5) Establishing a simple and efficient multipath aggregation decoder for fusing RGB, depth features and fusion features, and obtaining a final predicted saliency map through an activation function;

6) The predicted saliency map P and the artificially marked saliency target segmentation map G are subjected to loss function calculation, the parameter weights of the model provided by the invention are gradually updated through SGD and a back propagation algorithm, and finally the structure and the parameter weights of the RGB-D saliency detection algorithm are determined.

7) And (3) testing RGB-D image pairs on a test set on the basis of determining the structure and the parameter weight of the model in the step (6), generating a saliency map S, and performing performance evaluation by using an evaluation index.

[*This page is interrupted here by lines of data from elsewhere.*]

PR #6, opened 2017-05-12
Consume libecl as targets

jokva:
This is a showcase of what downstream can look like with https://github.com/Statoil/libecl/pull/54 applied. Currently it's just the absolute minimal set of changes to demo what's going on.

Compiled and tested with `cmake -DCMAKE_MODULE_PATH=libecl/cmake/Modules -DCMAKE_MODULE_PATH=libecl/python/cmake/Modules`


joakim-hove:
Looks good - did you actually intend to pass path to lib*res* - or should that have been living*ecl*?

jokva:
Should've been *ecl* indeed, was a bit quick there. The point was to show that include paths and dependencies-of-dependencies won't need to be specified downstream, they're all handled by cmake. When libecl is installed we can just point it to that installation and we're good.

PR #10, opened 2017-05-18
Extract loading site_config from enkf_main

markusdregi:
Enkf_main is now provided a site_config upon allocation. This is to separate how the configurations are retrieved from their applications. At the same time some refactoring is done to ease this work for the other config-objects.

### DIFF
--- a/libenkf/include/ert/enkf/site_config.h
+++ b/libenkf/include/ert/enkf/site_config.h
@@ -42,6 +42,7 @@ typedef struct site_config_struct site_config_type;
   const char *             site_config_get_location();
 
   const char *             site_config_get_config_file(const site_config_type*);
+  // TODO: remove?
   void                     site_config_set_config_file(site_config_type*, const char*);
   
   const char *             site_config_get_manual_url( const site_config_type * site_config );
@@ -103,6 +104,8 @@ typedef struct site_config_struct site_config_type;
   mode_t                   site_config_get_umask( const site_config_type * site_config );
 
   site_config_type       * site_config_alloc_empty();
+  site_config_type       * site_config_alloc_default();
+
   void                     site_config_add_config_items( config_parser_type * config , bool site_mode);
 #ifdef __cplusplus
 }
--- a/libenkf/include/ert/enkf/site_config.h
+++ b/libenkf/include/ert/enkf/site_config.h
@@ -42,7 +42,6 @@ typedef struct site_config_struct site_config_type;
   const char *             site_config_get_location();
 
   const char *             site_config_get_config_file(const site_config_type*);
-  // TODO: remove?
   void                     site_config_set_config_file(site_config_type*, const char*);
   
   const char *             site_config_get_manual_url( const site_config_type * site_config );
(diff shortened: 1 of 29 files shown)


joakim-hove:
Rebase?

markusdregi:
@jokva Done rebasing. I just fixed some broken Statoil tests on master first..

joakim-hove (approved):

libenkf/include/ert/enkf/site_config.h
```diff
@@ -101,6 +103,11 @@ typedef struct site_config_struct site_config_type;
   mode_t                   site_config_get_umask( const site_config_type * site_config );
 
   site_config_type       * site_config_alloc_empty();
+  site_config_type       * site_config_alloc_default();
+  site_config_type       * site_config_alloc_model_config(const char *);
```
joakim-hove: This allocates a `site_config` instance - i.e. it should be named something like `site_config_alloc( )`; the current name seems to indicate that this function will create a `model_config` structure from a `site_config` - that is not the case.

libenkf/include/ert/enkf/site_config.h
```diff
@@ -101,6 +103,11 @@ typedef struct site_config_struct site_config_type;
   mode_t                   site_config_get_umask( const site_config_type * site_config );
 
   site_config_type       * site_config_alloc_empty();
+  site_config_type       * site_config_alloc_default();
```
joakim-hove: Ideally I guess it should be possible to create a valid and usable `site_config` instance without any file-parsing; but I do not think that is yet the case? As long as a site configuration *file* is actually needed I think it is a better idea to let the `site_config_alloc`function take the configuration file as input, and remove `site_config_set_config_file( )` function.

libenkf/include/ert/enkf/site_config.h
```diff
@@ -101,6 +103,11 @@ typedef struct site_config_struct site_config_type;
...
+  site_config_type       * site_config_alloc_model_config(const char *);
+
+  config_content_type    * site_config_alloc_content(const site_config_type*, config_parser_type*);
```
joakim-hove: Two questions about this function:

1. Is it necessary to pass a `config_parser` instance? Possibly we could just create, use and discard the parser inside the function.

2. Is the function really required - at least public? I would guess that this could be integrated in the `site_config_alloc( const char * site_config_file)` constructor?

libenkf/src/model_config.c
```diff
@@ -634,3 +642,215 @@ void model_config_fprintf_config( const model_config_type * model_config , int e
   fprintf(stream , "\n\n");
 
 }
+
```
joakim-hove, line 645: Hmmm - there was already `model_config` structure, seems that has changed implementation and principles quite dramatically?

libenkf/include/ert/enkf/site_config.h
markusdregi: I agree! I already changed it in the PR extending this one..

libenkf/include/ert/enkf/site_config.h
markusdregi: I agree. I meant to remove both of these method.

libenkf/include/ert/enkf/site_config.h
markusdregi: 1. Unfortunately, yes (for now..). Currently, the config_content needs the config_parser provided at construction to be alive until the very end of parsing. Should this be changed so that the config_content owns it config_parser, YES! But this requires some effort (in a different part of the code) and should in my opinion it be done in a separate PR.

2. Yes, everyone parsing the site config file needs exactly this config_content set up. And then it should be done one place and I think that it is natural that it is site_config that knows how a site config file should be parsed.

libenkf/src/model_config.c
markusdregi: In a similar manner that site_config knows how the site configuration file should be loaded, the model_config now knows how the model configuration file should be loaded. This is basically just code moved from enkf_main.c to model_config.c together with the new method model_config_alloc_content.

joakim-hove:
A fix in Statoil/ert is required.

2. The RGB-D saliency target detection method based on the lightweight cross-modal fusion network of claim 1, wherein the method is characterized by: the specific method of the step 2) is as follows:

2.1 With the NJUK data set and the NLPR data set as training sets and the remaining NLPR data set, the NJU2K data set, the SIP data set, the fire data set, and the DES data set as test sets.

2.2 RGB-D image dataset comprising a single color image I _RGB Corresponding depth image I _Depth And a corresponding artificially annotated salient object segmentation image G.

3. The RGB-D saliency target detection method based on the lightweight cross-modal fusion network of claim 1, wherein the method is characterized by: the specific method of the step 3) is as follows:

3.1 Using MobileNet-v3 as the backbone network of the model of the present invention for extracting RGB image features and corresponding depth image features, respectivelyE、/>And->

3.2 Initializing the MobileNet-v3 weights of the present invention for constructing a backbone network with pre-trained MobileNet-v3 parameter weights on an ImageNet dataset.

4. The RGB-D saliency target detection method based on the lightweight cross-modal fusion network of claim 1, wherein the method is characterized by: the specific method of the step 4) is as follows:

4.1 Cross-modal feature fusion network is composed of 4 layers of CMI modules and generates 4 layers of multi-modal featuresAnd->

4.2 I) the input data of the CMI module of the i-th hierarchy isAnd->Constituted and outputting the multi-modal feature of the ith hierarchy by the progressive guided attention mechanism +.>Where i ε {2,3,4,5}.

5. The RGB-D saliency target detection method based on the lightweight cross-modal fusion network of claim 1, wherein the method is characterized by: the specific method of the step 5) is as follows:

5.1 A multi-scale depth separable convolution operation, respectively, using different kernel sizes to obtain multiple acceptance domains, which can capture rich context information:

where i ε {2,3,4,5} represents the hierarchy where the fused feature is located and GCM () represents the contextual feature extraction operation.

6) Inputting the 4-level multi-mode features with a plurality of receiving domains, which are obtained in the step 5, into a decoder formed by a multi-path integration network to obtain a final fusion feature, and activating through a sigmoid function to obtain a predicted saliency map S:

where MPA () represents a multipath aggregation module.

7) The loss function is calculated by the predicted saliency map S and the artificially marked saliency target segmentation map G, the parameter weight of the model provided by the invention is gradually updated by SGD and a back propagation algorithm, and the structure and the parameter weight of the RGB-D saliency detection algorithm are finally determined.